In 2017, AA Homes and Housing (5 Sydenham Road) Limited and its managing agent Anabow Services Ltd did not apply for a licence for 36 flats at a block called 5 Sydenham Road in central Croydon. The council decided to impose financial penalties over the failure to license one of these flats.

AA Homes and Anabow appealed, but last week the decision to impose financial penalties on the companies was upheld by the First-Tier Tribunal Property Chamber led by Judge Mrs Sonya O’Sullivan.

As a result of this case, since the landlord licensing scheme began the council has issued a total of 16 financial penalty notices, as well as:

• Serving over 800 improvement notices requiring landlords to put right poor housing conditions
• Prosecuting two landlords for renting dangerous properties
• Issuing more than 30,000 licences

At the hearing in September, London Fire Brigade officers (LFB) told the judge-led panel that LFB had alerted Croydon Council after finding fire safety breaches at the five-storey private residential block. LFB watch manager Daniel Rosling said the seriousness of the conditions found at their visit in September 2017 had been a “10 out of 10”, citing a locked fire escape, poor ventilation and defective fire doors. He said that as a result of the LFB issuing an enforcement notice, all matters identified in the notice had since been resolved.

When council officers investigated, they found 36 of the 52 private rented flats had no landlord licence.

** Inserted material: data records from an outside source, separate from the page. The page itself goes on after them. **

PR #2475, opened 2026-09-18
feat: self-issued idp and auth schemas and username input at login

### LINKED ISSUE #2457: Extend WG auth for `self_issued`
Image

Extend `idp.type` (and implicitly `network.auth.method`) with `self_issued`. 
If this method is defined on the selected network, we present the above alternative login method via username.

pawelstepien-da:


core/wallet-auth/src/config/schema.test.ts
```diff
@@ -14,6 +14,14 @@ describe('schemas', () => {
 
         expect(idpSchema.safeParse(validIdpSelfSigned).success).toBe(true)
 
+        const validIdpSelfIssued = {
+            id: 'test1',
+            type: 'self_issued',
+            issuer: 'party-jwt',
```
mjuchli-da: This seems off. Issuer is determined upon token creation (depending on the party in use), not on build time (idp config).

core/wallet-auth/src/config/schema.ts
```diff
@@ -53,26 +59,34 @@ export const authSchema = z.discriminatedUnion('method', [
...
 export const idpSchema = z.discriminatedUnion('type', [
     z.object({
         id: z.string(),
         type: z.literal('self_signed'),
         issuer: z.string(),
     }),
+    z.object({
+        id: z.string(),
+        type: z.literal('self_issued'),
+        issuer: z.string(),
```
mjuchli-da: See comment above.

core/wallet-store-sql/src/schema.test.ts
```diff
@@ -41,6 +41,12 @@ const selfSignedIdp: Idp = {
     issuer: 'unsafe-auth',
 }
 
+const selfIssuedIdp: Idp = {
+    id: 'idp-self-issued',
+    type: 'self_issued',
+    issuer: 'party-jwt',
```
mjuchli-da: See other comments.

docs/wallet-gateway/configuration/schema.md
```diff
@@ -400,6 +400,23 @@ npx @canton-network/wallet-gateway-remote@latest --config-schema
...
+                                "type": "object",
+                                "properties": {
+                                    "id": {
+                                        "type": "string"
+                                    },
+                                    "type": {
+                                        "type": "string",
+                                        "const": "self_issued"
+                                    },
+                                    "issuer": {
```
mjuchli-da: See other comments.

wallet-gateway/test/config.json
```diff
@@ -46,6 +46,11 @@
                 "id": "idp-self-signed",
                 "type": "self_signed",
                 "issuer": "unsafe-auth"
+            },
+            {
+                "id": "idp-self-issued",
+                "type": "self_issued",
+                "issuer": ""
```
mjuchli-da: See other comments.

mjuchli-da (commented):
The only concern is the `issuer` property, which I thought we didn't need in the idp config. Otherwise LGTM.

core/wallet-auth/src/config/schema.ts
```diff
@@ -17,6 +17,10 @@ const authorizationCodeAuthSchema = z
 
 const clientCredentialsAuthSchema = z.object({
     method: z.literal('client_credentials'),
+    identityProviderId: z.string().optional().meta({
+        description:
+            "Overrides the network's identity provider for client credentials token acquisition.",
+    }),
```
alexmatson-da, line 23: I'm a bit confused about the purpose of this. What situations would this field be used?

pawelstepien-da: When using IDP.type = 'self_issued' we don't have IDP.configUrl. If adminAuth of correlated network has method = 'client_credentials', it requires configUrl to create an accessToken. That configUrl is taken from the IDP. This override allows using a different IDP for regular auth (self_issued) and another IDP for adminAuth (oauth).

api-specs/openrpc-user-api.json
```diff
@@ -1447,7 +1573,54 @@
...
+                    "audience": {
+                        "title": "audience",
+                        "type": "string"
+                    }
+                },
+                "required": ["method", "audience", "scope"]
+            },
+            "Auth": {
+                "title": "Auth",
+                "description": "Authentication configuration for a network",
```
mjuchli-da: Nice. In the future, the WG can also make use of this for it's auth barrier.

core/wallet-store-sql/src/migrations/017-make-idp-issuer-nullable.ts
```diff
@@ -0,0 +1,90 @@
...
+            .alterTable('idps')
+            .alterColumn('issuer', (column) => column.dropNotNull())
+            .execute()
+    } else {
+        // `networks.identity_provider_id` references `idps` with ON DELETE CASCADE.
+        // Temporarily disable enforcement while replacing the referenced table,
+        // so dropping it does not delete the dependent network rows.
+        await sql`PRAGMA foreign_keys = OFF`.execute(db)
+        try {
+            await db.transaction().execute(async (trx) => {
```
mjuchli-da: Why do we need to create a new table, copy and the rename?
Don't we just want to make the column nullable? https://dba.stackexchange.com/questions/159793/how-to-set-a-not-null-column-into-null-in-postgresql

mjuchli-da (approved):
LGTM! One remark regarding the migration. Also, I'm not sure if we make things too complicated with overriding values here https://github.com/canton-network/wallet/pull/2475#discussion_r4080100192

core/wallet-store-sql/src/migrations/017-make-idp-issuer-nullable.ts
pawelstepien-da: postgres is in if block above, else is sqlite. I just found out that capability to drop NOT NULL in sqlite was recently added

https://www.sqlite.org/lang_altertable.html#:~:text=The%20ability%20to%20set%20or%20drop%20NOT%20NULL%20constraints%20from%20a%20column%20using%20the%20ALTER%20TABLE%20ALTER%20COLUMN%20syntax%20was%20added%20in%20SQLite%203.53.0%20(2026%2D04%2D09).

> The ability to set or drop NOT NULL constraints from a column using the ALTER TABLE ALTER COLUMN syntax was added in SQLite 3.53.0 (2026-04-09).

But I don't think we should rely on such new SQLite features. Makes me think whether we should declare something like minimum sqlite and postgres version for wallet gateway.

mjuchli-da: Ah I've misread the if/else. Makes sense to keep the copying for now until the feature matures.

Issue #128, opened 2018-03-02
Error in tsconfig.json after running `npx gts init`


doplumi:
`The specified path does not exist: '/users/dom/.npm/_npx/98679/lib/node_modules/gts/tsconfig-google.json'.`

jinwoo:
I believe this was fixed by https://github.com/google/ts-style/pull/114. But we haven't released a new version yet.

@ofrobots Can we release a new version?

doplumi:
@jinwoo great, plus I just noticed, it downloads Chromium for some reason? I've got puppeteer as a dependency, but what does gts wants to do with it?

doplumi:
Also – going back on topic – it doesn't seem to install any `tslint.json`. Is that part of the same issue @jinwoo?

jinwoo:
`gts` doesn't download Chromium by itself. What happens is `gts init` runs `npm install` after initializing the project and because your projects depends on puppeteer, `npm install` downloads Chromium.

jinwoo:
`gts init` doesn't install `tslint.json` in your project's directory. It just uses the `tslint.json` file in the `gts` directory.

jinwoo:
0.5.4 has been published. Please check with the new version. Thanks again for the bug report. Closing now.

PR #129, opened 2018-03-02
chore: release 0.5.4

jinwoo:
This release includes a fix for
https://github.com/google/ts-style/issues/128.

The draft release notes are in https://github.com/google/ts-style/releases/tag/untagged-8ad589cd37ce5d87c562

### DIFF
--- a/package-lock.json
+++ b/package-lock.json
@@ -1,6 +1,6 @@
 {
   "name": "gts",
-  "version": "0.5.3",
+  "version": "0.5.4",
   "lockfileVersion": 1,
   "requires": true,
   "dependencies": {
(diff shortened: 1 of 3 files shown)


jinwoo:
One test is failing. I'm not sure why that test is suddenly failing.

jinwoo:
I fixed the failing test. That test has been always tricky for me. It was really hard to understand why the test suddenly fails. Now I understand the test better and know why it started to fail.

The test did `gts init -y`, which overwrites the `package.json` file and because I'm bumping up the `gts` version, `npm install` fails to find that version to install. We need to install `gts` from the local tarball instead.

I think now everything is ok with that test.

PR #140, opened 2018-03-29
feat: upgrade to Typescript 2.8.x

ofrobots:
This is for the next branch.

Update the typescript dependency to 2.8.x both for the locally used dev
dependency and the version we emit in the generated package.json. The
peerDependency remains unchanged, which makes this a semver-minor.

Existing projects already have a dependency on typescript in their
package.json, so they should continue using the pre-2.8 version.

New versions projects will get 2.8.1+.

### DIFF
--- a/package-lock.json
+++ b/package-lock.json
@@ -136,6 +136,16 @@
         "@types/node": "9.3.0"
       }
     },
+    "@types/inquirer": {
+      "version": "0.0.40",
+      "resolved": "https://registry.npmjs.org/@types/inquirer/-/inquirer-0.0.40.tgz",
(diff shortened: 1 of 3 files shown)


jinwoo:
The `next` branch is already semver-major due to esModuleInterop. Why do we have to be semver-minor?

ofrobots:
Each change can have its own semver impact. This one has a semver-minor impact. Since the previous change is semver major, it will just get absorbed into the bump for that one.

Independently, I presently don't have a reason to make this change a major by requiring that subject projects have a peer dependency on 2.8.x. There are no compile time flags that we have changed in `tsconfig.json` that force users of this module to use 2.8 or newer. 2.7 is just fine.

PR #142, opened 2018-03-29
fix: don't compile right after generating a project

jinwoo:
Compilation would fail because there's no source files.

### DIFF
--- a/src/init.ts
+++ b/src/init.ts
@@ -215,7 +215,9 @@ export async function init(options: Options): Promise<boolean> {
 
   // Run `npm install` after initial setup so `npm run check` works right away.
   if (!options.dryRun) {
-    cp.spawnSync('npm', ['install'], {stdio: 'inherit'});
+    // --ignore-scripts so that compilation doesn't happen because there's no
+    // source files yet.
+    cp.spawnSync('npm', ['install', '--ignore-scripts'], {stdio: 'inherit'});
   }
 
   return true;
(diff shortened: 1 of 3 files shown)


src/init.ts
```diff
@@ -215,7 +215,9 @@ export async function init(options: Options): Promise<boolean> {
 
   // Run `npm install` after initial setup so `npm run check` works right away.
   if (!options.dryRun) {
-    cp.spawnSync('npm', ['install'], {stdio: 'inherit'});
+    // --ignore-scripts so that compilation doesn't happen because there's no
+    // source files yet.
+    cp.spawnSync('npm', ['install', '--ignore-scripts'], {stdio: 'inherit'});
```
DominicKramer: If someone has a `postinstall` script, I don't think that will get invoked either.  However, I expect this use case is probably not too common and, if needed, someone can always run `npm install` manually if needed.

test/test-kitchen.ts
```diff
@@ -113,6 +113,10 @@ test.serial('use as a non-locally installed module', async t => {
   // server.ts has a lint error. Should error.
   await t.throws(simpleExecp(`${GTS} check src/server.ts`, opts));
 
+  // Compilation shouldn't have happened. Hence no `build` directory.
+  const dirContents = fs.readdirSync(`${tmpDir.name}/kitchen`);
+  t.is(dirContents.indexOf('build'), -1);
```
DominicKramer: Is it possible that `npm run compile` was run but had an error that caused the `build` directory to not be created?

src/init.ts
jinwoo: Yeah, most of the cases `gts init` is run from an empty directory. Even though someone had a `postinstall` script, they would know what they are doing and be able to figure things out.

test/test-kitchen.ts
jinwoo: I verified that the `build` directory is created without my change.

jinwoo:
I moved the new test to a better place.

Issue #70, opened 2017-10-27
Why does the generated tsconfig.json contain both an includes and excludes section?


ofrobots:
For context: https://github.com/google/google-p12-pem/pull/9#discussion_r147466220

```
+  "include": [
 +    "src/*.ts",
 +    "src/**/*.ts",
 +    "test/*.ts",
 +    "test/**/*.ts"
 +  ],
+  "exclude": [
 +    "node_modules"
 +  ]
```

> I think you can leave 'include' out and it just compiles **/*.ts (obeying the exclude).
> Alternatively, you can leave the exclude out. Specifying both is redundant I think.

IIRC, `gts` sets things up this way because of some trouble we some trouble with `tsc` ending up looking into `node_modules` despite the `includes` section. I can't remember the details at the moment however. We should revisit and document the reason for this.

PR #143, opened 2018-04-03
fix: exclude section is not necessary

ofrobots:
tsconfig.json doesn't need an exclude section when an include section
is present.

Fixes: https://github.com/google/ts-style/issues/70

### DIFF
--- a/src/init.ts
+++ b/src/init.ts
@@ -155,8 +155,7 @@ async function generateTsConfig(options: Options): Promise<void> {
   const tsconfig = formatJson({
     extends: './node_modules/gts/tsconfig-google.json',
     compilerOptions: {rootDir: '.', outDir: 'build'},
-    include: ['src/*.ts', 'src/**/*.ts', 'test/*.ts', 'test/**/*.ts'],
-    exclude: ['node_modules']
+    include: ['src/*.ts', 'src/**/*.ts', 'test/*.ts', 'test/**/*.ts']
   });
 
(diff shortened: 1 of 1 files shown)


src/init.ts
```diff
@@ -155,8 +155,7 @@ async function generateTsConfig(options: Options): Promise<void> {
   const tsconfig = formatJson({
     extends: './node_modules/gts/tsconfig-google.json',
     compilerOptions: {rootDir: '.', outDir: 'build'},
-    include: ['src/*.ts', 'src/**/*.ts', 'test/*.ts', 'test/**/*.ts'],
-    exclude: ['node_modules']
```
jinwoo: I had to exclude `node_modules` in one of my projects sometime in the past, but I forgot why.

src/init.ts
```diff
@@ -155,8 +155,7 @@ async function generateTsConfig(options: Options): Promise<void> {
...
+    include: ['src/*.ts', 'src/**/*.ts', 'test/*.ts', 'test/**/*.ts']
```
jinwoo: Side note. We say `main: index.js` when we say our source files are in these directories... well...

ofrobots: That's because we generate the `package.json` using `npm` defaults hence:

https://github.com/ofrobots/ts-style/blob/4290d772df259e886728770f3cb77fba8eb8a2db/src/init.ts#L199

We should refine this to better match the expected project layout.

PR #146, opened 2018-04-23
chore: drop support for Node 4

ofrobots:
BREAKING CHANGE. Stop supporting Node 4.x.

### DIFF
--- a/package.json
+++ b/package.json
@@ -33,7 +33,7 @@
     "license-check": "jsgl --local ."
   },
   "engines": {
-    "node": ">=4"
+    "node": ">6"
   },
   "keywords": [],
   "author": "Google Inc.",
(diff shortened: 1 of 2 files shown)


JustinBeckwith:
May as well bump `target` in `tsconfig.js` to at least `es2016`.  It's even possible `es2017` works here 🥁

ofrobots:
I think that can be discussed / addressed in a PR on its own. Let's keep this one focussed on the bare minimum for dropping node 4 support.

ofrobots:
Extracted target setting discussion into https://github.com/google/ts-style/issue/147.

package.json
```diff
@@ -33,7 +33,7 @@
     "license-check": "jsgl --local ."
   },
   "engines": {
-    "node": ">=4"
+    "node": ">6"
```
jinwoo: Does `>6` include 6?

ofrobots: ugh.. not sure how I did that typo

PR #155, opened 2018-05-08
chore: release 0.6.0

JustinBeckwith:
[Release notes](https://github.com/google/ts-style/releases/edit/untagged-34e192980be6eb650e6b)

As it would turn out, clang-format 1.2.2 has a nasty TypeScript formatting bug, and the fix is in 1.2.3.  It's probably time to ship :)

### DIFF
--- a/package.json
+++ b/package.json
@@ -1,6 +1,6 @@
 {
   "name": "gts",
-  "version": "0.5.4",
+  "version": "0.6.0",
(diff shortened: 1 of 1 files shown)


jinwoo:
Err... https://github.com/google/ts-style/pull/125 was a breaking change and will break some builds, I think.

PR #157, opened 2018-05-19
chore: start testing against Node 10

ofrobots:


.circleci/config.yml
```diff
@@ -50,15 +50,15 @@ jobs:
...
     docker:
-      - image: node:9
+      - image: node:10
         user: node
     <<: *unit_tests
 
   publish_npm:
     docker:
-      - image: node:8
+      - image: node:10
```
jinwoo: It wouldn't matter much but isn't it still better to publish with 8 because it's LTS?

ofrobots: Modules published with 10, should work with other versions of Node too, so is there a tangible difference here?

jinwoo: Not really. LGTM.

PR #158, opened 2018-06-01
test: resolve gtsRootDir in tests

ofrobots:
This ensures that the tests are independent of where they are run from.
Remove a test that was unnecessary.

### DIFF
--- a/test/test-lint.ts
+++ b/test/test-lint.ts
@@ -15,6 +15,7 @@
  */
 
 import test from 'ava';
+import * as path from 'path';
 
 import {Options} from '../src/cli';
 import * as lint from '../src/lint';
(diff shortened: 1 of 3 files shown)


test/test-lint.ts
```diff
@@ -34,36 +35,18 @@ const OPTIONS: Options = {
...
-const TSLINT_CONFIG = require('../../tslint.json');
-
 test.serial('createProgram should return an object', async t => {
   await withFixtures({'tsconfig.json': '{}'}, async () => {
     const program = lint.createProgram(OPTIONS);
     t.truthy(program);
   });
 });
 
-// TODO: make the error friendlier. This error implies that our module messed
```
jinwoo: Why is this test deletec?

ofrobots: The tests in this fine weren't fully thought through, and this one in particular wasn't needed. Instead of fixing the bug in `lint.ts`, the tests were always ensuring that there was a `tslint.json` in the specific test directory. This test was testing that the bug correctly existed 🤣.

ofrobots: Sorry, this should had said.. fix the bug in the `OPTIONS` object construction.

PR #159, opened 2018-06-01
feat: ability to use user provided tslint config

ofrobots:
This change adds the ability to use tslint.conf provided by the user.
If the user doesn't have a config file, we fall back to the default
gts config file.

This depends on #158, so ignore that commit when reviewing. That commit will be removed once #158 lands.

We do prefer the user-provided config file over the default now, which is potentially breaking, but I doubt users ever had the reason to have a local `tslint.json` before. I don't think this is semver major, but feel free to push back.


ofrobots:
@JustinBeckwith added some wording in the README. PTAL.

JustinBeckwith:
LGTM!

One of them, which became the subject of the financial penalty, had had a tenant since 1 April 2017 who did not know the building’s fire evacuation procedures. This would have been a condition if the property had been licensed.

It took building owner AA Homes and Housing and Anabow Services until March 2018 to submit all 36 fully correct and paid-for landlord licence applications.

Citing a “glaring omission” in AA Homes’s failure to license and that it should have been well aware of the need to license, Judge O’Sullivan’s written judgement said: “There were serious fire safety issues in the property and accordingly there was serious harm or potential harm to the tenants in failure to license.”

She added: “We agree that there had been a wholesale failure to license as many as 36 flats out of a total 52 [which] is a relevant factor to be weighed against the Applicants.”

“Private landlords have a duty to keep all their tenants safe, and the council’s landlord licensing scheme makes sure they do.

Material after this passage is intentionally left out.